California bill to establish ‘carbon-free’ grid advances

Source: Debra Kahn, E&E News reporter • Posted: Saturday, July 7, 2018

A bill to increase California’s renewable portfolio standard is advancing in the state Legislature against the backdrop of President Trump and his efforts to reverse federal climate policies.

S.B. 100, by state Sen. Kevin de León (D), would increase the Golden State’s renewable portfolio standard to 60 percent by 2030, up from 50 percent currently, with an additional target of 100 percent “zero-carbon” electricity by 2045.

The bill passed the Assembly Utilities and Energy Committee 8-4 along party lines Tuesday and is headed for a vote on the Assembly floor in August, following a monthlong summer recess that begins tomorrow.

It would make California the second state, after Hawaii, to set a target of 100 percent clean energy. The term “zero-carbon” is undefined; lawmakers intend it to encompass more than the dozen types of renewable resources that are currently eligible for the RPS.

“I want to provide flexibilities for technologies that are on the horizon,” de León said, citing carbon capture and sequestration and nuclear power as potential options. (California is currently in the process of shuttering its last nuclear plant, and state law prohibits opening new plants without a permanent waste disposal solution in place.)

The state’s large investor-owned utilities have had no problems meeting existing renewables targets, which lawmakers have been steadily accelerating for years. But they are opposing the bill because, they argue, they are facing a panoply of challenges, including increased costs related to wildfires and the departure of many of their electricity customers for municipally run suppliers known as community choice aggregators.

“PG&E feels that we should take a moment to pause and reconcile these policy uncertainties before we can move forward,” said Pacific Gas and Electric Co.’s manager of state government relations, Valerie Turrella Vlahos.

Lawmakers argued that the threat of climate change necessitates the clean energy push. “I believe this is a bold and necessary step to save our planet,” said Assemblymember Al Muratsuchi (D).

‘Weirdness’ elsewhere in session

Supporters are hoping S.B. 100 will stay clear of another bill aimed at increasing renewable generation across the West. A.B. 813, which has been speeding through committees, is more controversial for its focus on neighboring states.

It would begin the process of turning the state’s electricity grid operator into a regional transmission organization, a long-standing goal of Gov. Jerry Brown (D). Environmental groups are split on its potential to open up California’s grid to dirtier energy from neighboring states, as well as possible interference from Trump’s Federal Energy Regulatory Commission (Energywire, June 27).

“I don’t think any of us wants to make the link between this and regionalization,” said Kathryn Phillips, director of Sierra Club California, which opposes the regionalization bill for its potential to increase coal-fired generation in the short term, as a 2016 study by the California Independent System Operator found.

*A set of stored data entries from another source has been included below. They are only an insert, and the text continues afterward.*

PR #2190, opened 2023-04-21
Waittask refactor

kblok:
This will match the upstream change [here](https://github.com/puppeteer/puppeteer/pull/8943/files#diff-b5735653f04183106c7769b4c707f0a9d7742f9367334fc9f38f79bb9a596786).

### DIFF
--- a/lib/PuppeteerSharp/CustomQueriesManager.cs
+++ b/lib/PuppeteerSharp/CustomQueriesManager.cs
@@ -154,9 +154,9 @@ namespace PuppeteerSharp
                 internalHandler.WaitFor = async (IElementHandle root, string selector, WaitForSelectorOptions options) =>
                 {
                     var frame = (root as ElementHandle).Frame;
-                    var element = await frame.PuppeteerWorld.AdoptHandleAsync(root).ConfigureAwait(false);
+                    var element = await frame.PuppeteerWorld.AdoptHandleAsync(root).ConfigureAwait(false) as IElementHandle;
 
-                    return await frame.PuppeteerWorld.WaitForSelectorInPageAsync(handler.QueryOne, selector, options).ConfigureAwait(false);
+                    return await frame.PuppeteerWorld.WaitForSelectorInPageAsync(handler.QueryOne, element, selector, options).ConfigureAwait(false);
                 };
             }
 
--- a/lib/PuppeteerSharp/TaskManager.cs
+++ b/lib/PuppeteerSharp/TaskManager.cs
@@ -6,7 +6,7 @@ namespace PuppeteerSharp
 {
     internal class TaskManager
     {
-        internal ConcurrentSet<WaitTask> WaitTasks { get; set; } = new ConcurrentSet<WaitTask>();
+        private ConcurrentSet<WaitTask> WaitTasks { get; } = new ConcurrentSet<WaitTask>();
 
         internal void Add(WaitTask waitTask) => WaitTasks.Add(waitTask);
 
--- a/lib/PuppeteerSharp/TaskManager.cs
+++ b/lib/PuppeteerSharp/TaskManager.cs
@@ -1,0 +1,31 @@
+﻿using System;
+using System.Linq;
+using PuppeteerSharp.Helpers;
+
+namespace PuppeteerSharp
+{
+    internal class TaskManager
+    {
+        internal ConcurrentSet<WaitTask> WaitTasks { get; set; } = new ConcurrentSet<WaitTask>();
+
+        internal void Add(WaitTask waitTask) => WaitTasks.Add(waitTask);
+
+        internal void Delete(WaitTask waitTask) => WaitTasks.Remove(waitTask);
+
+        internal void RerunAll()
+        {
+            foreach (var waitTask in WaitTasks)
+            {
+                _ = waitTask.Rerun();
+            }
+        }
+
+        internal void TerminateAll(Exception exception)
+        {
+            while (!WaitTasks.IsEmpty)
+            {
+                _ = WaitTasks.First().TerminateAsync(exception);
+            }
+        }
+    }
+}
--- a/lib/PuppeteerSharp/WaitTask.cs
+++ b/lib/PuppeteerSharp/WaitTask.cs
@@ -89,8 +89,11 @@ namespace PuppeteerSharp
         {
             try
             {
-                var context = await _isolatedWorld.GetExecutionContextAsync().ConfigureAwait(false);
-                await System.Threading.Tasks.Task.WhenAll(_bindings.Select(binding => _isolatedWorld.AddBindingToContextAsync(context, binding.Name))).ConfigureAwait(false);
+                if (_bindings.Length > 0)
+                {
+                    var context = await _isolatedWorld.GetExecutionContextAsync().ConfigureAwait(false);
+                    await System.Threading.Tasks.Task.WhenAll(_bindings.Select(binding => _isolatedWorld.AddBindingToContextAsync(context, binding.Name))).ConfigureAwait(false);
+                }
 
                 if (_pollingInterval.HasValue)
                 {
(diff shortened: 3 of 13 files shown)


lib/PuppeteerSharp/WaitTask.cs
```diff
@@ -183,84 +87,127 @@ public void Dispose()
...
 
-        internal void Terminate(Exception exception)
+        private Exception GetBadException(Exception exception)
         {
-            _terminated = true;
-            _taskCompletion.TrySetException(exception);
-            Cleanup();
+            if (exception.Message.Contains("Execution context is not available in detached frame"))
+            {
+                return new PuppeteerException("Waiting failed: Frame detached");
```
jnyrup, line 201: Should `exception` be set as the inner exception of the constructed `PuppeteerException`?

lib/PuppeteerSharp/WaitTask.cs
```diff
@@ -183,84 +87,127 @@ public void Dispose()
...
                 return;
             }
 
-            if (exception?.Message.Contains("Cannot find context with specified id") == true)
-            {
-                return;
-            }
+            _terminated = true;
+            _isolatedWorld.TaskManager.Delete(this);
+            Cleanup(); // This matches the clearTimeout upstream
```
jnyrup, line 172: `_isolatedWorld.TaskManager.Delete(this);` is also called inside `Cleanup`

lib/PuppeteerSharp/WaitTask.cs
```diff
@@ -183,84 +87,127 @@ public void Dispose()
...
-            Cleanup();
+                    await _poller.DisposeAsync().ConfigureAwait(false);
+                    _poller = null;
+                }
+                catch (Exception)
+                {
+                    // swallow error.
+                }
+            }
         }
```
jnyrup, line 195: I'm not into the execution flow of when `Rerun` is executed, but I just wanted to point out a _potential_ race-condition.
If one thread running `Rerun` assigns a new value to `_poller` while another thread is in here, we might invoke `EvaluateFunctionAsync` and `DisposeAsync` on different instances.

So my suggestion is to save `_poller` to a local variable and act on that instead of the mutable field.

E.g. 
```cs
if (_poller is { } poller)
{
    try
    {
        await poller.EvaluateFunctionAsync(@"async poller => {
            await poller.stop();
        }").ConfigureAwait(false);

        await poller.DisposeAsync().ConfigureAwait(false);
        _poller = null;
    }
    catch (Exception)
    {
        // swallow error.
    }
}
```

amaitland (commented):
A few comments inline.

I haven't run the code or stepped through with a debugger, so some comments maybe just need simple clarifications the new behaviour is correct.

lib/PuppeteerSharp/WaitTask.cs
jnyrup: To put our suggestions into code
```cs
if (_poller is { } poller)
{
    _poller = null;

    await using (poller.ConfigureAwait(false))
    {
        try
        {
            await poller.EvaluateFunctionAsync(@"async poller => {
                await poller.stop();
            }").ConfigureAwait(false);
        }
        catch (Exception)
        {
            // swallow error.
        }
    }
}
```

lib/PuppeteerSharp/TaskManager.cs
```diff
@@ -0,0 +1,31 @@
+﻿using System;
+using System.Linq;
+using PuppeteerSharp.Helpers;
+
+namespace PuppeteerSharp
+{
+    internal class TaskManager
+    {
+        internal ConcurrentSet<WaitTask> WaitTasks { get; set; } = new ConcurrentSet<WaitTask>();
```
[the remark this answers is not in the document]
jnyrup: It seems it can also be read-only

lib/PuppeteerSharp/WaitTask.cs
```diff
@@ -183,84 +87,127 @@ public void Dispose()
...
 
-            if (exception == null &&
-                await _isolatedWorld.EvaluateFunctionAsync<bool>("s => !s", success)
-                    .ContinueWith(
-                        task => task.IsFaulted || task.Result,
-                        TaskScheduler.Default)
-                    .ConfigureAwait(false))
+                var success = await _poller.EvaluateFunctionHandleAsync("poller => poller.result()").ConfigureAwait(false);
+                _result.TrySetResult(success);
+                await TerminateAsync().ConfigureAwait(false);
```
jnyrup, line 150: If we dispose `_poller` here anyways, it seems we could keep `_poller` a local variable?
Less mutable state just makes thread-safety easier.

It could look something like this

```cs
internal async Task Rerun()
{
    IJSHandle poller = null;

    try
    {
        var context = await _isolatedWorld.GetExecutionContextAsync().ConfigureAwait(false);
        await System.Threading.Tasks.Task.WhenAll(_bindings.Select(binding => _isolatedWorld.AddBindingToContextAsync(context, binding.Name))).ConfigureAwait(false);

        if (_pollingInterval.HasValue)
        {
            poller = [...]
        }
        else if (_polling == WaitForFunctionPollingOption.Raf)
        {
            poller = [...]
        }
        else
        {
            poller = [...]
        }

        await poller.EvaluateFunctionAsync("poller => poller.start()").ConfigureAwait(false);

        var success = await poller.EvaluateFunctionHandleAsync("poller => poller.result()").ConfigureAwait(false);
        _result.TrySetResult(success);
        await Terminate(poller).ConfigureAwait(false);
        Terminate();
    }
    catch (Exception ex)
    {
        if (poller is not null)
        {
            await Terminate(poller).ConfigureAwait(false);
        }

        var exception = GetBadException(ex);
        if (exception != null)
        {
            Terminate(exception);
        }
    }
}

internal void Terminate(Exception exception = null)
{
    // The timeout timer might call this method on cleanup
    if (_terminated)
    {
        return;
    }

    _terminated = true;
    _isolatedWorld.TaskManager.Delete(this);
    Cleanup(); // This matches the clearTimeout upstream

    if (exception != null)
    {
        _result.TrySetException(exception);
    }
}

private async Task Terminate(IJSHandle poller)
{
    try
    {
        await using (poller.ConfigureAwait(false))
        {
            await poller.EvaluateFunctionAsync(@"async poller => {
                await poller.stop();
            }").ConfigureAwait(false);
        }
    }
    catch (Exception)
    {
        // swallow error.
    }
}
```

jnyrup: Wait... I just saw the case when `_poller` has not completed yet, but `TerminateAsync` should terminate it anyways.

I wanted to guard against repeated calls to `Rerun` overwriting `_poller` as that could mean that only the _last_ poller is disposed. 

It's tricky 😃

lib/PuppeteerSharp/WaitTask.cs
kblok: Yes!

lib/PuppeteerSharp/WaitTask.cs
kblok: Good catch. Removing it from `Cleanup`.

lib/PuppeteerSharp/WaitTask.cs
kblok: That's interesting. It's quite an edge scenario the best thread-safe we're, the better. 
Thank you for this idea!

lib/PuppeteerSharp/TaskManager.cs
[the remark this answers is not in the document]
kblok: Done!

lib/PuppeteerSharp/CustomQueriesManager.cs
```diff
@@ -154,9 +154,9 @@ private static InternalQueryHandler MakeQueryHandler(CustomQueryHandler handler)
                 internalHandler.WaitFor = async (IElementHandle root, string selector, WaitForSelectorOptions options) =>
                 {
                     var frame = (root as ElementHandle).Frame;
-                    var element = await frame.PuppeteerWorld.AdoptHandleAsync(root).ConfigureAwait(false);
+                    var element = await frame.PuppeteerWorld.AdoptHandleAsync(root).ConfigureAwait(false) as IElementHandle;
```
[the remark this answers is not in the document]
kblok: `AdoptHandleAsync` expects and returns an `IJSHandle`, we should honor that.

lib/PuppeteerSharp/WaitTask.cs
```diff
@@ -183,84 +87,127 @@ public void Dispose()
...
-                        _pollingInterval ?? (object)_polling,
-                        _timeout,
-                    }.Concat(_args).ToArray()).ConfigureAwait(false);
-            }
-            catch (Exception ex)
-            {
-                exception = ex;
-            }
+                var context = await _isolatedWorld.GetExecutionContextAsync().ConfigureAwait(false);
+                await System.Threading.Tasks.Task.WhenAll(_bindings.Select(binding => _isolatedWorld.AddBindingToContextAsync(context, binding.Name))).ConfigureAwait(false);
```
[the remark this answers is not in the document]
kblok: Good idea.

lib/PuppeteerSharp/WaitTask.cs
```diff
@@ -183,84 +87,127 @@ public void Dispose()
...
 
-            if (_terminated || runCount != _runCount)
-            {
-                if (success != null)
+                if (_pollingInterval.HasValue)
```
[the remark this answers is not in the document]
kblok: The problem we have is that in puppeteer the type is `'raf' | 'mutation' | number`. In PuppeteerSharp we solved that with two props. `PollingInterval` of type `int?` and `Polling` of type `WaitForFunctionPollingOption`.

lib/PuppeteerSharp/WaitTask.cs
```diff
@@ -183,84 +87,127 @@ public void Dispose()
...
+                }
+                catch (Exception)
+                {
+                    // swallow error.
+                }
+            }
         }
 
-        internal void Terminate(Exception exception)
+        private Exception GetBadException(Exception exception)
```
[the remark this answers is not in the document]
kblok: Sounds fair. Sometimes I don't know whether we should copy comments or not.

kblok:
@amaitland @jnyrup, I think I went through all your comments. I appreciate it a lot!!! Thank you!
Some tests are still not passing, so there is still some work to do. But feel free to keep pushing :)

Both bills failed to advance in the Legislature last year due to disagreements between labor unions and renewables advocates (Energywire, Sept. 21, 2017).

“I’m not seeing the potential for that to happen again,” said Ralph Cavanagh, senior attorney and co-director of the Natural Resources Defense Council’s energy program. He argued that a regional grid would help California incorporate renewables more efficiently by avoiding the need to curtail excess solar, as the state is already having to do on some days. But he also said regionalization isn’t necessary to achieve the goals of S.B. 100.

“It’s not essential,” he said. “We think it would be less costly and, in a whole host of ways, more straightforward to do it.”

Others are more inclined to draw a link between the bills, particularly those who want to ensure a role for specific, localized renewable resources like geothermal and hydroelectric power. “I don’t think it works unless we have a robust conversation about regionalization,” Assemblymember Eduardo Garcia (D) said at Tuesday’s hearing on S.B. 100.

Some of that conversation is taking place behind the scenes. Another version of S.B. 100 language currently in circulation would replace an explicit ban on out-of-state increases in emissions with a softer instruction to avoid those emissions “to the extent feasible.”

“The language essentially admits they’re anticipating a pollution increase from a regional grid,” Phillips said.

Other moving pieces include an upcoming proposal from the California Public Utilities Commission, expected to be released sometime this month. It would revise the amount that municipal electricity suppliers have to compensate utilities for the stranded costs the utilities incurred on behalf of departing customers.

And Brown and legislative leaders also announced plans this week to deal with utilities’ costs related to wildfire damages. PG&E has been pushing lawmakers to protect it from massive potential liabilities from last year’s wildfires by reforming the state’s legal doctrine of “inverse condemnation,” which requires not only the government but public and private utilities to pay for the taking of private property (Energywire, June 15).

That conversation is sucking air out of other negotiations and making outcomes less predictable, Phillips said.

“What we’re seeing this year is sort of a weirdness associated with all the energy bills that’s affected by how do you deal with wildfires and the utilities,” she said.